Carrol Cox cbcox at ilstu.edu
Fri Jul 16 09:37:24 PDT 2010


Alan Rudy wrote:
>
> Novus is talking about what is unique to capitalism, you are talking about
> the exchange of commodities which is not unique to capitalism at all.

Nonsense. Serious nonsense. There was _no_ competition among "commodity produceres" in medieval or ancient Eeurope or anyplace in Asia. The productivity of pot makers in a given location had no effect whatever on the "value" of pots anyplace; that was because value didn't exist. Even grain, which was produ ed for marketing in cities, was not a commodity because no competition to reduce costs existed among the producers of grain to lower labor costs.

This goes back to a disagreement expressed casually by you and me a couple years ago without either of us developing the point. I had said something about relations in pre-capitalist europe not being internal relations. You commented something to the effect that of course there were internal relations in feudal europe. (Both yur expression and mine were better worded then.)

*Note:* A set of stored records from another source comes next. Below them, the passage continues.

PR #1420, opened 2020-02-03
Ipfs private swarms interop example

rklaehn:
Add small example for interop with public or private ipfs nodes via pubsub and ping

The only notable change outside the example is that I have allowed parsing ipfs addresses such as `/ip4/104.131.131.82/tcp/4001/ipfs/QmaCpDMGvV2BGHeYERUEnRQAwe3N8SzbUtfsmvsqQLuvuJ` as a multiaddr. I don't see a big downside of this, but I am also happy to remove it again.

If you find the either transport sufficiently useful I can integrate it with core, but for now I have just left it in the example.


tomaka:
> I don't see a big downside of this, but I am also happy to remove it again.

A year or so ago we went the other way and renamed "ipfs" to "p2p".
"ipfs" is still supported for backwards compatibility reasons in the Go and JS implementations, but we went for not supporting it in Rust as there was no such concern.

rklaehn:
> > I don't see a big downside of this, but I am also happy to remove it again.
> 
> A year or so ago we went the other way and renamed "ipfs" to "p2p".
> "ipfs" is still supported for backwards compatibility reasons in the Go and JS implementations, but we went for not supporting it in Rust as there was no such concern.

I think protocol labs will also switch to `p2p`. This is just so that all the /ipfs/ addresses out there are supported. E.g. if you run the example with some addresses from your ipfs bootstrap list, like

```
cargo run --example ipfs-private -- /ip4/104.131.131.82/tcp/4001/ipfs/QmaCpDMGvV2BGHeYERUEnRQAwe3N8SzbUtfsmvsqQLuvuJ
```

If you don't want to support ipfs links I will sanitize them another way, no problem.

rklaehn:
On the subject of whether to support /ipfs/, it is specified as identical to /p2p/ in [here](https://github.com/multiformats/multiaddr/blob/master/protocols.csv).

tomaka:
> I don't think there is a downside in supporting it.

The downside is that we can't ever remove support for it without potentially breaking existing code.

rklaehn:
> > I don't think there is a downside in supporting it.
> 
> The downside is that then we can't ever remove support for it without potentially breaking existing code.

That is obvious. But since it is exactly the same as p2p, which you are going to support anyway, the only change is the additional string "ipfs" that gets recognized. And since https://github.com/multiformats/multiaddr/blob/master/protocols.csv seems to be the standard format table, the protocol name is already reserved forever.

But I also understand if you don't want to support it. In that case I will just do a sanitizer that replaces /p2p/ with /ipfs/ before converting the string to a multiaddr. Just let me know what you want.

examples/ipfs-private.rs
```diff
@@ -0,0 +1,354 @@
...
+        loop {
+            match stdin.try_poll_next_unpin(cx)? {
+                Poll::Ready(Some(line)) => {
+                    swarm.gossipsub.publish(&gossipsub_topic, line.as_bytes());
+                }
+                Poll::Ready(None) => panic!("Stdin closed"),
+                Poll::Pending => break,
+            }
+        }
+        loop {
```
rklaehn: @tomaka This is as good a place as any to ask this: would it be also an option to use `select!` on these two streams, or is it preferable to poll the swarm until it returns Poll::Pending in a loop?

I have been wondering if using `select!` as mentioned here https://github.com/ipfs-rust/rust-ipfs/blob/master/src/lib.rs#L268 is actually a good idea?

michaelvoronov: Based on the comment from the provided link: hmm, why not just use `swarm.next().fuse()` in select macro? I have successfully used it our project like this: 
```rust
    task::spawn(async move {
        loop {
            select! {
                from_peer = peer_service_out_receiver.next().fuse() => {
                    match from_peer {
                    }
                },

                from_swarm = node_service.swarm.next().fuse() => {
                    match from_swarm {
                    }
                },

                _ = exit_receiver.next().fuse() => {
                    break
                }
            }
        }
    });
```

Also I find this approach more expressive then several loops. And also wandering why not use such approach with `select!` at least in rust-libp2p examples instead of loops?

rklaehn: That is what I am currently doing in some mini ipfs like PoC at work, except that I am `select!` ing on `swarm.next_event().fuse()` and some other stream.

It seems to work, but I just wanted to make sure that the overall approach is sound and does not just work by chance/accident.

I think it would be useful to have a fused stream of swarm events for use within select, and to make the various next() methods fused... See https://github.com/libp2p/rust-libp2p/issues/1434 and https://github.com/libp2p/rust-libp2p/pull/1433 ...

examples/ipfs-private.rs
```diff
@@ -0,0 +1,354 @@
...
+    task::{Context, Poll},
+};
+
+/// An Either combination of two transports
+///
+/// this is useful if you have a different transport depending on configuration.
+/// In this example we have a different transport type depending on whether private swarms
+/// are enabled or not.
+#[derive(Debug, Copy, Clone)]
+pub enum EitherTransport<A, B> {
```
twittner: We should probably get this into `either.rs`. @tomaka, what do you think?

rklaehn:
@twittner that is actually a good point. Will remove the ipfs legacy thing and fix the string before conversion...

examples/ipfs-private.rs
tomaka: Agree

rklaehn: Moved it as it is to core/src/either.rs. I think we don't need .left() and .right() methods on the transport trait.

rklaehn:
Removed the change to multiaddr and did the sanitization just in the example.

rklaehn:
I adapted this to the latest master, removing some type constraints. Was less painful than expected. Looks much simpler now!

protocols/pnet/src/lib.rs
```diff
@@ -161,6 +161,22 @@ pub enum KeyParseError {
...
 
+impl fmt::Display for KeyParseError {
+    fn fmt(&self, f: &mut fmt::Formatter<'_>) -> fmt::Result {
+        write!(f, "{:?}", self)
+    }
+}
+
+impl error::Error for KeyParseError {
+
+    fn cause(&self) -> Option<&dyn error::Error> {
```
tomaka:
```suggestion
    fn source(&self) -> Option<&(dyn error::Error + 'static)> {
```

protocols/pnet/src/lib.rs
```diff
@@ -161,6 +161,22 @@ pub enum KeyParseError {
...
 }
 
+impl fmt::Display for KeyParseError {
+    fn fmt(&self, f: &mut fmt::Formatter<'_>) -> fmt::Result {
+        write!(f, "{:?}", self)
+    }
+}
+
+impl error::Error for KeyParseError {
+
```
tomaka:
```suggestion
```

examples/ipfs-private.rs
michaelvoronov: It seems that implementing `FusedStream` for Swarm would make sense for optimization - `Fuse::poll_next` contains a little overhead (some if's that could lead to cache misses) for managing `self.done`. But in all other aspects `swarm.next().fuse()` is good.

I'll reassert the point. Aall non-capitalist production is of use values, not exchange values. No increase in labor productivity on the domain of Baron A could have any effect whatrever on the (non-existent) "value" of grain produced by the serfs of Baron B. That is because only use 'values' were being produced, and a peck of grain produced in3 hours had no less caloric use than a peck of grain produced in one hour. Hence the labor of the serfs on the estates of Baron A had no internal relations with the labor of the serfs on the estates of Baron B. Similarly, in China, the rice purchased and transported to a city by Merchant A had no value because he was not competing with Merchant B. Perhaps the rice purchased by Merchant B had been produced with less labor than that purchased by Merchant A -- it made no difference to anyone. There simply was no market in the sense of a market tht equalizes all labor. The relations were external, not internal. There can be no useful dialectical analysis of European feudalism or of imperial China.